On Wed, 2007-06-06 at 11:45 +0200, Ingo Molnar wrote:
> * john stultz <johnstul@us.ibm.com> wrote:
> 
> > This fix avoids this race by making sure *after* we've locked the 
> > tasklet that the STATE_SCHED bit is set before adding it to the list.
> > 
> > Does it look ok to you?
> 
> ah - nice!! What would be the worst-case effect of this bug? (besides 
> the WARN_ON()?) In any case, this fix will be in -rt10. Great work!

The only side effect I can come up w/ is you might run a tasklet 3 times
if it was only scheduled twice.

thanks
-john


^ permalink raw reply	[flat|nested] 8+ messages in thread

* Re: [PATCH -rt] Fix TASKLET_STATE_SCHED WARN_ON()
  2007-06-06  2:17 [PATCH -rt] Fix TASKLET_STATE_SCHED WARN_ON() john stultz
  2007-06-06  9:45 ` Ingo Molnar
  2007-06-06 10:31 ` Jesper Juhl
@ 2007-06-14 21:20 ` john stultz
  2 siblings, 0 replies; 8+ messages in thread
From: john stultz @ 2007-06-14 21:20 UTC (permalink / raw)
  To: Ingo Molnar; +Cc: Thomas Gleixner, Steven Rostedt, Paul E. McKenney, lkml

On Tue, 2007-06-05 at 19:17 -0700, john stultz wrote:
> Hey Ingo,
> 	So we've been seeing the following trace fairly frequently on our SMP
> boxes when running kernbench:
> 
> BUG: at kernel/softirq.c:639 __tasklet_action()
> 
> Call Trace:
>  [<ffffffff8106d5da>] dump_trace+0xaa/0x32a
>  [<ffffffff8106d89b>] show_trace+0x41/0x5c
>  [<ffffffff8106d8cb>] dump_stack+0x15/0x17
>  [<ffffffff81094a97>] __tasklet_action+0xdf/0x12e
>  [<ffffffff81094f76>] tasklet_action+0x27/0x29
>  [<ffffffff8109530a>] ksoftirqd+0x16c/0x271
>  [<ffffffff81033d4d>] kthread+0xf5/0x128
>  [<ffffffff8105ff68>] child_rip+0xa/0x12
> 
> 
> Paul also pointed this out awhile back: http://lkml.org/lkml/2007/2/25/1
> 
> 
> Anyway, I think I finally found the issue.
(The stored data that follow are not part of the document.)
PR #1354, opened 2026-07-01
block_related_content: replace node_list with related_content tags

neilblair:
Expands on Johan's existing code for replacing node_list tag on node views with dept_node_list.  For views of related content shown on article pages, the view depends on the topics a node is assigned with. So we can replace node_list with related_content:{topic_nid} and invalidate those tags when a node is changed.  This hopefully delivers highly targeted article cache purges.


johangant (approved):
Looks great 👍

PR #1362, opened 2026-07-06
Dept 806

johangant:
- Use a central class to determine book protection status and control whether node forms permit archiving if there are child pages in the book.
- Introduce a unit test class with data provider and heavily documented readme doc for more clarity on how + why this exists.


omahm (approved):
lgtm

PR #1373, opened 2026-08-04
Dept 1449

omahm:
- New block that fetches news from a rest endpoint.
- Rest response is cached per domain.
- Block has options to change title, more link, number of items and cache duration.


web/modules/custom/dept_ajax_content/dept_ajax_content.info.yml
```diff
@@ -0,0 +1,5 @@
+name: 'Department Ajax Content'
+type: module
+description: 'Provides a AJAX displays for frequently changing content to improve caching.'
+core_version_requirement: ^10
```
johangant, line 4: The module references the department.manager service, worth adding a dependency to dept_core module from here?

web/modules/custom/dept_ajax_content/src/Plugin/Block/LatestNewsBlock.php
```diff
@@ -0,0 +1,297 @@
...
+      '#title' => $this->t('"View all news" link URL'),
+      '#description' => $this->t('URL for the "View all news" link shown below the list. Leave empty to hide the link.'),
+      '#default_value' => $this->configuration['view_all_url'],
+      '#maxlength' => 512,
+    ];
+
+    $form['cache_lifetime'] = [
+      '#type' => 'number',
+      '#title' => $this->t('Cache lifetime (seconds)'),
+      '#description' => $this->t('How long to cache API responses. Set to 0 to disable caching.'),
```
johangant: 0 won't disable caching here, it becomes CacheBackendInterface::CACHE_PERMANENT later down the class. So either the form description needs to change to take a value to apply permanent cache (most likely) or the backend implementation for cache values needs to be skipped on a 0 value. But doesn't make sense to remove caching altogether on a feature where we want to improve cache hit ratios :)

web/modules/custom/dept_ajax_content/src/Plugin/Block/LatestNewsBlock.php
```diff
@@ -0,0 +1,297 @@
...
+      $this->logger->error(
+        'Unable to build a valid API URL for the Latest News block. Configure the API URL in the block settings.'
+      );
+      return [];
+    }
+
+    $domain_id = $this->departmentManager->getCurrentDepartment()->id();
+    $cache_id = self::CACHE_ID_PREFIX . md5($url);
+    // Tag matches dept_node_invalidate_latest_news_cache() in dept_node.
+    $cache_tag = 'dept_latest_news:' . $domain_id;
```
johangant: The response gets the `dept_latest_news:{domain}` cache tag and dept_node correctly invalidates that tag. However, the block carries only the unrelated `dept_ajax_content_latest_news` tag at line 203, which is never invalidated. The block will then continue displaying its previously rendered data after the other cache tags are expired.

So I guess some kind of dependency needs to be established between the rendered block and the AJAX response so if one is expired so is the other.

config/sync/block.block.nicsdru_dept_theme_ajaxcontent.yml
```diff
@@ -0,0 +1,29 @@
...
+region: sidebar_second
+weight: -32
+provider: null
+plugin: dept_ajax_content_latest_news
+settings:
+  id: dept_ajax_content_latest_news
+  label: 'Latest News'
+  label_display: visible
+  provider: dept_ajax_content
+  api_url: /api/news/latest
```
johangant, line 22: Can't see what this path is resolving to in the PR. Is it a views path or a missing dept_ajax_content.routing.yml file?

johangant (changes requested):
Is this still a browser/client based thing? There's a few bits to review below but the implementation looks to be a server side rendered block with high cache lifetime and the ticket was looking for a client side request + render in browser to take the pressure off the backend as much as possible.

web/modules/custom/dept_ajax_content/dept_ajax_content.info.yml
omahm: I don't think it's needed as core is always gonna be installed and you wouldn't need to worry about it working as the entire site would fail.

config/sync/block.block.nicsdru_dept_theme_ajaxcontent.yml
omahm: It's the Views Rest endpoint

web/modules/custom/dept_ajax_content/js/ajax-content.js
```diff
@@ -0,0 +1,59 @@
...
+      once('dept-ajax-content', '.ajax-content-block', context).forEach((block) => {
+        const url = block.dataset.ajaxUrl;
+        const count = parseInt(block.dataset.count, 10) || 3;
+        const viewAllUrl = block.dataset.viewAllUrl || null;
+
+        if (!url) {
+          return;
+        }
+
+        fetch(url, { headers: { Accept: 'application/json', 'Cache-Control': 'no-cache', Pragma: 'no-cache' }, cache: 'no-store' })
```
johangant: Cache control headers here need a look:

- cache: 'no-store' tells the browser not to reuse or store the response.
- Cache-Control: no-cache and Pragma: no-cache ask any other caches to revalidate rather than serving their cached copy normally.

With those two in place, we're telling the browser to make a request for the news data on each page even if the backend response is cached by fastly. Ideally, we want the browser to hold onto a version of the response for a sensible period of time to further reduce request rates.

`fetch()` with `headers: { Accept: 'application/json' }` should carry the cache default headers from the backend response. At the moment, it tells the browser it should cache the response locally for 60 seconds which I think is fine for riding out bursts of traffic.

web/modules/custom/dept_ajax_content/js/ajax-content.js
```diff
@@ -0,0 +1,59 @@
...
+
+            const list = document.createElement('ul');
+            list.className = 'ajax-content-list';
+
+            items.slice(0, count).forEach((item) => {
+              const li = document.createElement('li');
+              li.className = 'ajax-content-list__item';
+
+              Object.values(item).forEach((value) => {
+                li.innerHTML += value;
```
johangant: Sent a comment over this bit out of band in Slack

web/modules/custom/dept_ajax_content/js/ajax-content.js
omahm: Good catch.

web/modules/custom/dept_ajax_content/js/ajax-content.js
```diff
@@ -0,0 +1,104 @@
+(function (Drupal, once) {
+  'use strict';
+
+  const BLOCKED_TAGS = ['script', 'style', 'iframe', 'object', 'embed', 'base', 'form'];
+
+  /**
+   * Strips executable content from an HTML string.
```
johangant, line 7: Yep. Let's make it very clear that this HTML must come from a Drupal rendered + filtered response and nothing else. That way we don't need to put in some much safeguarding around untrusted HTML on this part of the process as we always know where it's coming from + offset the risk to Drupal core's XSS protections

johangant (approved):
Looking good now, nice one 👍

Its a bit hard to explain,
> but the idea is while __tasklet_action is running the tasklet function
> on CPU1, if a call to tasklet_schedule() on CPU2 is made, and if right
> after we mark the TASKLET_STATE_SCHED bit we are preempted,
> __tasklet_action on CPU1 might be able to re-run the function, clear the
> bit and unlock the tasklet before CPU2 enters __tasklet_common_schedule.
> Once __tasklet_common_schedule locks the tasklet, we will add the
> tasklet to the list with the TASKLET_STATE_SCHED *unset*. 
> 
> I've verified this race occurs w/ a WARN_ON in
> __tasklet_common_schedule().
> 
> 
> This fix avoids this race by making sure *after* we've locked the
> tasklet that the STATE_SCHED bit is set before adding it to the list.
> 
> Does it look ok to you?
> 
> thanks
> -john
> 
> Signed-off-by: John Stultz <johnstul@us.ibm.com>
> 
> Index: 2.6-rt/kernel/softirq.c
> ===================================================================
> --- 2.6-rt.orig/kernel/softirq.c	2007-06-05 18:30:54.000000000 -0700
> +++ 2.6-rt/kernel/softirq.c	2007-06-05 18:36:44.000000000 -0700
> @@ -544,10 +544,17 @@ static void inline
>  __tasklet_common_schedule(struct tasklet_struct *t, struct tasklet_head *head, unsigned int nr)
>  {
>  	if (tasklet_trylock(t)) {
> -		WARN_ON(t->next != NULL);
> -		t->next = head->list;
> -		head->list = t;
> -		raise_softirq_irqoff(nr);
> +		/* We may have been preempted before tasklet_trylock
> +		 * and __tasklet_action may have already run.
> +		 * So double check the sched bit while the takslet
> +		 * is locked before adding it to the list.
> +		 */
> +		if (test_bit(TASKLET_STATE_SCHED, &t->state)) {
> +			WARN_ON(t->next != NULL);
> +			t->next = head->list;
> +			head->list = t;
> +			raise_softirq_irqoff(nr);
> +		}
>  		tasklet_unlock(t);
>  	}
>  }

So while digging on a strange OOM issue we were seeing (which actually
ended up being fixed by Steven's softirq patch), I noticed that the fix
above is incomplete. With only the patch above, we may no longer have
unscheduled tasklets added to the list, but we may end up with scheduled
tasklets that are not on the list (and will stay that way!).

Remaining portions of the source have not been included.